Se situant dans le prolongement de son récent travail littéraire, I inside the old year dying, le nouvel album de PJ Harvey souffre d’une inspiration trop inégale.
Décembre 1991. Le succès d’Out of Time de R.E.M. sorti en mars et celui de Nevermind publié en septembre ont ouvert la décennie en beauté : ce double triomphe offre la perspective d’une réconciliation entre rock artistiquement exigeant et succès de masse, après une décennie 1980 où ces derniers avaient du mal à cohabiter. Mais en ce mois de décembre un autre coup de tonnerre allait achever l’année, lorsque ma radio cracha Dress de PJ Harvey, diffusée dans le programme de Bernard Lenoir. Suivra Dry, un album qui retrouvait l’esprit du Blues sans passer par le pastiche. Ni même par la part de déconstruction du Nick Cave des débuts. Si le discours critique et médiatique sur les femmes et le rock avait jusque là été dominé par la chasse à la prochaine Patti Smith, il fut alors un temps question de repérer la nouvelle PJ Harvey. A l’époque, on aurait pu penser que PJ avait tout donné avec cet album enragé et franc du collier dans ses textes. Mais à défaut de l’égaler par la suite, PJ Harvey produisit une passionnante carrière en contrepieds, en ligne brisée, faisant d’elle une des figures les plus importantes du rock anglais de ces trente dernières années.
Après ce rappel, venons-en au sujet qui fâche : ce nouvel album. Lequel commence par un trio de titres donnant des fortes envies de sortie d’autoroute. Ce n’est pas que Prayer at the Gate, Autumn Term et l’hommage au King Lwonesome Tonight soient réellement mauvais musicalement. Ils lorgnent vers une ambiance entre univers médiéval et folk horror, et portent en cela la tonalité d’ensemble de l’album. Mais leur écoute est rendue insupportable par les maniérismes vocaux de la chanteuse.
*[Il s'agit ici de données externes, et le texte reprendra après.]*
PR #852, opened 2026-09-20
claude: feat: reproducible catalog-bump check + the one LGTM exception (R6)

### LINKED ISSUE #843: claude: Catalog-bump PRs: reproducibility check + the one LGTM exception (R6)

## Problem
After #838 the only script-generated PRs left are catalog bumps (`tools/catalog.json` digests, opened by `local_publish_images.yml` via `tools/open_catalog_bump_pr.sh`). Each still needs an owner `LGTM` although its content is fully determined by `tools/bump_catalog_to_latest.sh`. v0.4.1 needed two of them.

## Change (R6)
- Add a CI check for catalog-bump PRs that proves the PR is reproducible and nothing else: (a) the PR's diff against its base touches **only** `tools/catalog.json`; (b) re-running `tools/bump_catalog_to_latest.sh` on the PR head produces **no diff** (every changed entry equals the registry's current `:latest` digest on the `ghcr.io/tomhennen/wrangle/*` namespace); (c) the existing `check_catalog.sh` passes. Registry unreachable = fail closed.
- CLAUDE.md "Contributing process": write the single exception to "No merge without an `LGTM`" — a catalog-bump PR may merge on green CI when that check passes. Keep it to one sentence and link the check. DEP_MGMT.md already calls first-party image bumps cooldown-exempt; keep the two consistent.
- Do **not** enable auto-merge or add any merge automation; this issue is the check plus the written rule.

## Security notes (this is the point of the issue — get these right)
- The check must not be satisfiable by a PR that also edits the check, the bump script, or the workflow running it. Decide and document how (e.g. run the scripts from the base ref, not the PR head; refuse if the PR touches anything but the catalog).
- What still bounds a compromised bot token: only digests under wrangle's own namespace, each of which must carry a verifiable wrangle VSA at pull time (fail-closed, `lib/verify_image_vsa.sh`). Say this in the PR body; the owner is trading away a human look at each digest move.
- `:latest` can move between PR open and CI. That should fail the check (the bot refreshes the PR), not pass it.

TomHennen:
Since #838 the only script-generated PRs left are catalog bumps, and each one still costs an owner `LGTM` although its content is fully determined by `tools/bump_catalog_to_latest.sh`. This adds the check that proves a bump is reproducible, plus the single written exception to the LGTM rule. **No auto-merge and no merge automation** — the bump PR is still merged by hand.

## What lands

- **`tools/check_catalog_bump_pr.sh`** (+ `test/test_check_catalog_bump_pr.bats`) — the verifier. Exit 0 means VERIFIED and nothing else.
- **`catalog-bump-scope` + `catalog-bump-verified` jobs** in `local_build_shell.yml`.
- **`tools/open_catalog_bump_pr.sh`** now dispatches the required-check workflows onto the bot branch, so the bump PR actually gets CI (see below), and its PR body states the merge conditions verbatim.
- One sentence in CLAUDE.md § Contributing process; the same two-condition clause in DEP_MGMT.md (twice), `docs/tool_container_design.md` §11 and the bot PR body, plus SPEC.md § Testing Strategy.

## The rule

A PR may merge without an owner `LGTM` only when **both** hold:

1. the merger has confirmed `gh pr view <n> --json files` lists `tools/catalog.json` and nothing else, **and**
2. the `catalog-bump-verified` check **succeeded** — skipped is not success.

Condition 1 is the merger's, not CI's, on purpose: a `pull_request` run takes its workflow *and* the scripts it invokes from the PR, so CI alone cannot stop a PR that edits the workflow from making condition 2 report success. Only a catalog-only diff guarantees the tooling that produced condition 2 is byte-identical to the base ref's. Together the two conditions are sound; either alone is not.

## The check

`catalog-bump-scope` decides one thing: is `git diff --name-only --no-renames base...head` exactly `tools/catalog.json`? `catalog-bump-verified` runs **only if it is**, and succeeds only when all four hold:

1. the head catalog passes `check_catalog.sh` (digest-pinned, `ghcr.io/tomhennen/wrangle/<tool>` only, capabilities from the closed set);
2. the head catalog differs from base in **nothing but image digests** — same tool set, same image names, same `kind`/`network`/`secret`/`token`;
3. re-running `bump_catalog_to_latest.sh` over the head catalog leaves it byte-identical, i.e. every pinned digest *is* the registry's current `:latest`;
4. every curated `:latest` resolved.

**Aggregate green is not the signal.** On any wider PR `catalog-bump-verified` is **skipped**, never successful, so an ordinary PR is not blocked and can never be mistaken for a verified bump. `::notice::` annotations and a `$GITHUB_STEP_SUMMARY` line put the verdict on the Checks tab without opening a log.

## Threat model

**The check cannot be satisfied by a PR that also changes it.** `catalog-bump-verified` checks the repo out at `fetch-depth: 0`, adds a worktree at the **base** SHA, and invokes the base worktree's verifier *by path* — the PR head's copy is never in the trust path. That base-ref copy recomputes the diff itself and refuses anything but `tools/catalog.json` alone, so a PR that also rewrites `check_catalog_bump_pr.sh`, `check_catalog.sh`, `bump_catalog_to_latest.sh`, `bump_catalog_digest.sh`, `open_catalog_bump_pr.sh`, `lib/read_catalog.sh`, `lib/catalog_rules.sh`, `lib/registry.sh` or `local_build_shell.yml` cannot come back VERIFIED.

Two tests keep that list honest rather than aspirational: one asserts each of those files is refused when it rides along with a bump; the other walks the closure — from the workflow declaring `catalog-bump-verified` through every script reachable from it — and fails if any hop is outside the protected set, so moving the job or adding a helper cannot quietly widen what a VERIFIED diff may rewrite. A third asserts a dispatched workflow still declares that job, since it is the bump PR's only authorisation.

A base ref that ships no executable verifier is a **failure** in scope, never a pass — as is a missing or non-executable helper script (exit 2). The scope job is PR-editable like any workflow, but lying in either direction is safe: claiming catalog-only for a wide diff makes the base-ref verifier refuse, and claiming the opposite skips the job, and skipped is not success.

**Residual.** A PR *could* gut `catalog-bump-verified` and still report a check run of that name; that is not closable without `pull_request_target` or a `workflow_run` + commit-status design. It is exactly why the rule carries condition 1, which GitHub's own file list answers and a PR cannot forge. The human read the owner is giving up is *per-digest*, not *whether this is a catalog-only diff*.

**Everything fails closed.** Registry unreachable, a digest that is not the current `:latest`, an entry off `ghcr.io/tomhennen/wrangle/*`, a capability grant riding along with a digest, an added/removed tool, a malformed catalog, a deleted catalog, a `jq`/`git` error — all refuse. `:latest` moving between PR-open and CI turns the check red (the next publish force-pushes the branch and re-dispatches), which is intended, not a pass. `git diff` takes `--no-renames` so `--name-only` keeps its one-path-per-changed-file invariant.

**What still bounds a compromised bot token.** The check admits only digest moves under `ghcr.io/tomhennen/wrangle/*` — wrangle's own namespace, which only this repo's publish workflow can push to. Every such image is verified at pull time against its wrangle-signed VSA by `lib/verify_image_vsa.sh` (fail-closed), so a digest the check waves through still has to carry a valid VSA before any tool runs from it. Capability grants (`network`, `secret`, `token`) are frozen by rule 2, so a bump can never widen what a tool is allowed to do.

**Scope of the exception.** It covers any catalog-only PR — bot-authored, human-authored, or from a fork — and says so explicitly. A fork PR gets no secrets, and the verifier still requires every digest to be the current `:latest` on wrangle's own namespace, so the only thing such a PR can express is exactly what the bot would have written.

## CI on the bot's PR (the coordinator's note on #843)

`open_catalog_bump_pr.sh` opens the PR with `GITHUB_TOKEN`, and GitHub's recursion guard means no `pull_request` event fires — so the required checks never reported and the PR could never go green on its own. The two previous bumps needed a human to cherry-pick the bot's commit onto a branch they pushed.

Options considered: a new PAT/GitHub App (a new long-lived credential — rejected); reusing `TEST_REPO_PAT` (scoped `contents:write` on `tomhennen/wrangle-test` **only**, per `test/integration/SPEC.md` — widening it to this repo is exactly the kind of scope creep that spec argues against — rejected); `pull_request_target` (banned); posting synthetic commit statuses (would mean self-certifying `test` without running it — rejected).

**Chosen: `workflow_dispatch`.** GitHub documents `workflow_dispatch` and `repository_dispatch` as the [explicit exceptions](https://docs.github.com/en/actions/how-tos/write-workflows/choose-when-workflows-run/trigger-a-workflow) to the `GITHUB_TOKEN` recursion guard — they always create a run. After pushing the branch and opening the PR, the script dispatches `local_build_shell.yml` and `test.yml` on `bot/catalog-autobump`. Those runs' check runs attach to the branch head SHA, which is the PR's head commit, so they report on the PR and count for branch protection. Cost: one `actions: write` on the `bump-catalog` job, one `workflow_dispatch:` trigger added to `test.yml`. **No new secret.** A required check that silently never reports is not permission to merge, because the rule keys on `catalog-bump-verified` having succeeded, not on aggregate colour.

## For the owner

1. **Confirm on the first real bump PR** that the dispatched runs report as the PR's checks. This is the one thing I could not exercise locally — it needs a `GITHUB_TOKEN`-opened PR. If they don't attach, the fallback is the status quo (cherry-pick), not a broken repo.
2. **Optional: add `catalog-bump-verified` to the required checks on `main`.** Deliberately *not* assumed here: a legitimate hand-written catalog-only PR — most plausibly a **rollback** to an older digest — will correctly fail the verifier, and making it required would block that rollback until an unrelated file is touched. Left non-required, a red or absent `catalog-bump-verified` simply means the exception doesn't apply and the normal `LGTM` path does.
3. Nothing else to provision — no new secret, no new repo setting beyond the existing *"Allow GitHub Actions to create and approve pull requests"*.

## Testing

`./test.sh` (full, incl. zizmor / actionlint / wrangle-shell-lint / wrangle-workflow-lint / shellcheck): green. New coverage: verified bump; stale digest; unreachable registry; every implementation file refused when it rides along with the bump; the verdict's whole implementation closure protected; base ref with no verifier; base ref with a non-executable verifier; non-executable helper; capability grant smuggled alongside a digest; off-namespace image; usage errors in both modes; the dispatch argv; a dispatched workflow declaring `catalog-bump-verified`; the bot PR body stating both merge conditions and not "green CI"; and the `workflow_dispatch`-trigger drift guard. The check's bats drives the real catalog scripts over a throwaway git repo against a base-ref worktree — the same invocation shape the workflow uses — with `curl` shimmed for the registry, so the unit suite stays hermetic.

Fixes #843


CLAUDE.md
```diff
@@ -106,6 +106,7 @@ For throwaway end-to-end experiments before promoting to the integration compani
 - Branch from `main` with descriptive names; PRs must pass CI (`make test`), shellcheck, and actionlint cleanly.
 - **Don't delete a branch that's the base of an open stacked PR** — GitHub auto-closes the dependent; rebase dependents onto `main` first (and `--delete-branch` fails from inside a worktree, where `main` is checked out elsewhere).
 - **No merge without an `LGTM` from the repository owner** — green CI alone is never authorization to merge.
+- **One exception:** a PR whose only changed file is `tools/catalog.json` may merge on green CI, because the `catalog-bump` check (`tools/check_catalog_bump_pr.sh`) proves it is byte-identical to what `tools/bump_catalog_to_latest.sh` produces against the registry's current `:latest`.
```
TomHennen: claude: **The exception is keyed on "green CI", but `catalog-bump` is green for three different verdicts** — `verified`, `not a tools/catalog.json-only change; normal review applies`, and `base ref has no catalog-bump check` (workflow line 92). All three exit 0 and are indistinguishable in the merge box; the only thing that separates them is a line in the job log that this sentence never asks anyone to read.

That is not hypothetical. On this PR right now `catalog-bump` is **green** and verified nothing — it took the no-check-on-base path (job 106089884565). After this merges the path is still reachable, because `local_build_shell.yml` triggers on `pull_request: branches: ["**"]`: a catalog-only PR whose base is any branch cut before this commit (a `release/*` branch, a stacked branch) gets a base ref with no `tools/check_catalog_bump_pr.sh`, goes green, and — read literally — earns the exception with zero verification. Same outcome if the script is ever renamed, moved, or loses its exec bit on `main`, and the same again if the job simply never runs (see the `CHECK_WORKFLOWS` comment).

Two-part fix, both cheap:

1. Word the rule against the **verdict**: "…may merge once the `catalog-bump` check reports `verified`…". And make that verdict legible without opening the log — `::notice::` on the verified path and `::warning::` on the out-of-scope and no-check paths surface on the Checks tab, and a `$GITHUB_STEP_SUMMARY` line surfaces in the run summary.
2. Close the fail-open at `local_build_shell.yml` line 92 (separate comment).

One more thing worth nailing down in the same sentence: as written the exception covers **any** catalog-only PR — human-authored, or from a fork — not just the bot's bump. The check does bound what such a PR can contain, so that may be intended, but it should be explicit, because a hand-written catalog-only PR is a different trust decision from a script-generated one, and the rollback case the PR body describes is exactly a human-authored catalog-only PR.

.github/workflows/local_build_shell.yml
```diff
@@ -64,3 +64,30 @@ jobs:
...
+      # check, the bump script or the catalog reader cannot vouch for itself.
+      - name: Verify catalog bump reproducibility
+        env:
+          BASE_REF: ${{ github.event.pull_request.base.sha || 'origin/main' }}
+          HEAD_REF: ${{ github.event.pull_request.head.sha || github.sha }}
+        run: |
+          git worktree add --detach "$RUNNER_TEMP/base-ref" "$BASE_REF"
+          check="$RUNNER_TEMP/base-ref/tools/check_catalog_bump_pr.sh"
+          # A base ref that ships no check grants no exception, so say so and pass.
+          [[ -x "$check" ]] || { printf 'base ref has no catalog-bump check; normal review applies\n'; exit 0; }
```
TomHennen: claude: **Fail-open.** This turns "the trusted base ref does not ship the verifier" into a passing `catalog-bump`, which under the CLAUDE.md wording is a merge-without-LGTM. Once this lands, a base ref without the script is an anomaly rather than a normal state, so it should be loud, not green. Also prefer `-e` over `-x` and invoke via `bash` — with `-x`, a base ref where the file exists but lost its exec bit silently passes instead of erroring, and the `BASH_SOURCE`/`$0` guard in the script works fine under `bash "$check"`:

```sh
if [[ -e "$check" ]]; then
  bash "$check" "$BASE_REF" "$HEAD_REF"
else
  printf '::warning::base ref ships no catalog-bump check; no exception applies\n'
fi
```

The load-bearing half is that the non-verifying outcomes must stop rendering identically to `verified` — see the CLAUDE.md comment.

tools/check_catalog_bump_pr.sh
```diff
@@ -0,0 +1,86 @@
...
+}
+
+# verify_catalog_bump <work_dir> <base_ref> <head_ref>
+verify_catalog_bump() {
+    local work="$1" base="$2" head="$3" changed
+
+    changed="$(git -C "$REPO_DIR" diff --name-only "$base...$head")" || return 2
+
+    if [[ "$changed" != "$CATALOG_REL" ]]; then
+        printf 'check_catalog_bump_pr: not a %s-only change; normal review applies\n' "$CATALOG_REL"
```
TomHennen: claude: Two notes on the scope gate.

1. **This `return 0` is the other half of the green-≠-verified problem** (CLAUDE.md line 109). Passing is the right call — the job must not block ordinary PRs — but the verdict needs a machine-visible trace, not just a stdout line: `::notice::` on the verified path and `::warning::` here (or a `$GITHUB_STEP_SUMMARY` line) puts the difference between "verified" and "verified nothing" where the merger actually decides. Consider also making the exit code carry it (e.g. keep 0 for verified, use a distinct non-failing signal for out-of-scope) so the workflow, not just a human, can tell them apart.

2. **Nit, defence in depth on line 40: pass `--no-renames`.** I checked and it is *not* currently exploitable — `tools/catalog.json` always exists in the base, so git classifies it `M` and rename pairing requires an added path, which I confirmed empirically. But the gate's correctness rests entirely on `--name-only` printing one path per changed file, and rename/copy detection is the one git feature that breaks that invariant, tunable through `diff.renames`/`diff.renameLimit`/`.gitattributes`. One word makes the assumption explicit.

tools/open_catalog_bump_pr.sh
```diff
@@ -24,6 +25,10 @@ BASE="${WRANGLE_AUTOBUMP_BASE:-main}"
 CATALOG_REL="tools/catalog.json"
 BOT_NAME="github-actions[bot]"
 BOT_EMAIL="41898282+github-actions[bot]@users.noreply.github.com"
+# The workflows carrying main's required checks. A GITHUB_TOKEN-opened PR fires
+# no `pull_request` event, but a `workflow_dispatch` always creates a run, and
+# its check runs land on the branch head SHA the PR points at.
+CHECK_WORKFLOWS=(local_build_shell.yml test.yml)
```
TomHennen, line 33: claude: `CHECK_WORKFLOWS` is a hand-maintained mirror of `main`'s required-check list, and on the bump PR it is the *only* reason any check exists at all. Two ways that degrades silently, both landing on the merger as "green CI":

- a required check later moves to, or is added in, a third workflow file → it is simply **absent** from every bump PR, and under the CLAUDE.md wording "green CI" is still satisfied. The new bats guards the converse (each listed workflow exists and still declares `workflow_dispatch`), not coverage of the required set.
- `gh workflow run` exiting 0 means the dispatch was *accepted*, not that a run was created. If one produces no run, those checks never report — and "never reported" is not "red".

Same class as the CLAUDE.md finding, and the same wording fix covers most of it: key the exception on the `catalog-bump` **verdict**, so the merger has to look at the run instead of the aggregate colour. Beyond that, the invariant "this list must equal `main`'s required-status-check list, and is revisited whenever a required check is added" needs somewhere to live — a line here or in DEP_MGMT §11.

DEP_MGMT.md
```diff
@@ -146,7 +151,9 @@ likewise, by `tools/go.mod`). Known unguarded duplicates are tracked in #286.
    self-refs, no bare `@main`; a pinned version in the manifest or script.
 5. **No undocumented drift** — a pin literal you touched that also appears
    elsewhere must move together or be guarded.
-6. **No auto-merge** — dependency updates wait out the cooldown and get a human review.
+6. **No auto-merge** — dependency updates wait out the cooldown and get a human
+   review. A catalog-bump PR skips the human read only when `catalog-bump` is
```
TomHennen: claude: Same wording issue as CLAUDE.md line 109 — "only when `catalog-bump` is green" should be "only when `catalog-bump` reports `verified`", because the job is also green when it decided the change was out of scope or found no verifier on the base ref. Worth keeping this sentence, the CLAUDE.md sentence and the `docs/tool_container_design.md` §11 paragraph phrased identically so the three can't drift.

TomHennen (commented):
claude: Independent security review of the LGTM exception — I did not write this PR.

**What I ran.** New bats 14/14 green. Mutation-tested the four security conditions in `check_catalog_bump_pr.sh`: deleting the `check_catalog.sh` call, the shape diff, the reproduce diff, or the fail-closed branch on a registry error each makes a distinct bats case fail, so the suite really does pin all four. Then attacked the gate directly, driving the base-ref-worktree invocation over a throwaway repo with a `curl` shim.

**What held.** The base-ref indirection works as claimed — `SCRIPT_DIR`/`REPO_DIR` resolve into the base worktree, so `check_catalog.sh`, `bump_catalog_to_latest.sh`, `bump_catalog_digest.sh`, `lib/read_catalog.sh`, `lib/catalog_rules.sh` and `lib/registry.sh` all come from the base; the PR head cannot substitute any of them. `base...head` is merge-base-relative, so base-side commits can't widen scope. Rejected in my testing: an added tool entry, a removed entry, a `secret`/`network`/`token` grant riding alongside a digest, an image-name change, an off-namespace image, a symlinked catalog, a deleted catalog, a `.tools`-less catalog, a stale digest and an unreachable registry. Rename evasion is structurally unavailable (`tools/catalog.json` exists in the base, so git classifies it `M` and never pairs it as a rename destination) — confirmed empirically. Network is touched only after the scope gate, so a GHCR outage can't redden unrelated PRs. TOCTOU is handled the right way: a `:latest` that moved makes the check red.

The residual bound is stated accurately, not overstated: `run.sh` `verify_tool_image` and `lib/toolbox_run.sh` both refuse to run a curated image without a PASSED, SLSA-L3 VSA whose `resourceUri` equals the digest, signed by `build_and_publish_container.yml@refs/heads/main` or a release tag — a token with `packages: write` alone cannot mint that. (`WRANGLE_VERIFY_TOOL_IMAGES=0` is the documented break-glass and is the one way to drop the bound.) No auto-merge or merge automation anywhere. `catalog-bump` permissions are `contents: read`; `actions: write` on `bump-catalog` is the minimum GitHub offers for `gh workflow run`; no new secret and no widening of `TEST_REPO_PAT`. Inline shell is 5 lines, expressions threaded through `env:`, `actions/checkout` SHA-pinned. shellcheck clean. I also confirmed from this PR's own checkout log that `fetch-depth: 0` fetches `+refs/heads/*:refs/remotes/origin/*`, so the `origin/main` fallback the dispatched run relies on will resolve.

**Findings: 4 inline, all one class** — *an absent or non-verifying check reads as a passing one*, because the exception is keyed on the job being **green** rather than on the check's **verdict**. `catalog-bump` exits 0 for three different outcomes, and on this very PR it is green having verified nothing. The fixes are small and mostly wording, but they're the difference between the exception meaning what the PR body says it means and meaning "the job didn't fail".

Not approving — the owner's `LGTM` is the only approval.

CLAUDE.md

L’impression qu’elle auditionne pour les parties chantées de Perceval le Gallois correspond sans doute à l’univers archaïque d’un album prolongeant son travail de poétesse (cf. plus bas). Mais cela n’annule pas le caractère pénible du parti pris. La balade Seen An I redresse la barre. Mais hélas The Nether-Edge évoque le pire du versant expérimental de Radiohead avant que I Inside the Old Year Dying ne soit gâché par ses dissonances. Les reproches faits à The Nether Edge peuvent être réitérés concernant All souls et ce August présent plus loin. Entre les deux, les deux morceaux déjà connus (A Child’s Question August, I Inside the Old I Dying) évoquent de façon assez réussie la PJ des deux derniers albums. A Child Question, July retrouve hélas les travers du début de l’album. En fin d’album, le A Noiseless Noise final rappelle l’art de PJ d’alterner calme et tempête.
Ces dernières années, PJ s’était fortement consacrée à l’écriture, publiant le poème narratif Orlam. Une expérience à laquelle cet album est en partie lié. Ecrit dans un dialecte de son Dorset natal, Orlam racontait la trajectoire d’une enfant rencontrant des êtres surnaturels et construisant son émancipation. Souhaitant d’abord l’adapter au théâtre, PJ Harvey finit par en offrir un prolongement musical. Un album écrit dans le même dialecte, le livret des paroles contenant un glossaire explicatif. Moins axé sur le songwriting que le reste de la discographie de la chanteuse et plus sur une création d’atmosphère, I Inside the Old Year Dying pourrait être qualifié d’album arty, avec la part de péjoratif que contient le terme chez les Anglo-saxons. Il aurait peut être fonctionné comme habillage musical d’un film à la Midsommar/The Wicker Man mais en tant que simple album, il comporte beaucoup trop de montagnes russes pour convaincre.
Ceci dit, il ne s’agit que du premier vrai ratage de l’Anglaise en trois décennies de carrière. On a vu des figures musicales majeures mettre moins de temps à décevoir !
Ordell Robbie
Tout à fait d’accord.
Aucun plaisir à l’écoute
un excellent cru de l’Harvey.
100% d’accord avec vous. J’ai revendu ma place de concert dès que j’ai écouté l’album…
Certainement l’un des meilleurs albums de ces dix dernières années. Profond, mystérieux, maîtrisé en tous points, magique.